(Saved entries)
********
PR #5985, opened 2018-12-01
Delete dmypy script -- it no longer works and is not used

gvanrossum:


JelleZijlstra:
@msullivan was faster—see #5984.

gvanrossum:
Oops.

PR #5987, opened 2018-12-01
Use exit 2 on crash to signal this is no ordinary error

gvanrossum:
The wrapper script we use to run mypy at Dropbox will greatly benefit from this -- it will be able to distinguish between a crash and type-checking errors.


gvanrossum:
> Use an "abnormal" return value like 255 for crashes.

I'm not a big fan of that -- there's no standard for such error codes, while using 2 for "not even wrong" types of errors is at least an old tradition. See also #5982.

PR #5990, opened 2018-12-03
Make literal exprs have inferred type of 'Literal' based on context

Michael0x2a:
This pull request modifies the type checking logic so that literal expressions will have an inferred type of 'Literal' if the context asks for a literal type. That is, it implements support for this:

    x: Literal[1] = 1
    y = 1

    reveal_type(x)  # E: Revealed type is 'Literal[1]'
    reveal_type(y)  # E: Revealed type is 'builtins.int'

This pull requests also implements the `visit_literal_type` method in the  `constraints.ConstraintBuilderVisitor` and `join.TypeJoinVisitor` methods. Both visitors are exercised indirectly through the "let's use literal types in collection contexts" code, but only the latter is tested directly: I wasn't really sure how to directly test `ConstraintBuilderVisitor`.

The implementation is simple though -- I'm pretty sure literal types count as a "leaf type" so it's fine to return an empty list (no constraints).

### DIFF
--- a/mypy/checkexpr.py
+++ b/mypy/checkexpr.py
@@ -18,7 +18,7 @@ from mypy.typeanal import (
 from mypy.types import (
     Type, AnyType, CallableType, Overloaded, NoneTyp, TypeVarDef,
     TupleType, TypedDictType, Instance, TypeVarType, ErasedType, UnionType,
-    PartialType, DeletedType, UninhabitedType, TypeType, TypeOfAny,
********
Task requirements:
Each line of the records above, from the first through the one containing "type is 'builtins.int'", is to be retyped exactly; no other line belongs.

Answer to the exercise:
PR #5985, opened 2018-12-01
Delete dmypy script -- it no longer works and is not used

gvanrossum:


JelleZijlstra:
@msullivan was faster—see #5984.

gvanrossum:
Oops.

PR #5987, opened 2018-12-01
Use exit 2 on crash to signal this is no ordinary error

gvanrossum:
The wrapper script we use to run mypy at Dropbox will greatly benefit from this -- it will be able to distinguish between a crash and type-checking errors.


gvanrossum:
> Use an "abnormal" return value like 255 for crashes.

I'm not a big fan of that -- there's no standard for such error codes, while using 2 for "not even wrong" types of errors is at least an old tradition. See also #5982.

PR #5990, opened 2018-12-03
Make literal exprs have inferred type of 'Literal' based on context

Michael0x2a:
This pull request modifies the type checking logic so that literal expressions will have an inferred type of 'Literal' if the context asks for a literal type. That is, it implements support for this:

    x: Literal[1] = 1
    y = 1

    reveal_type(x)  # E: Revealed type is 'Literal[1]'
    reveal_type(y)  # E: Revealed type is 'builtins.int'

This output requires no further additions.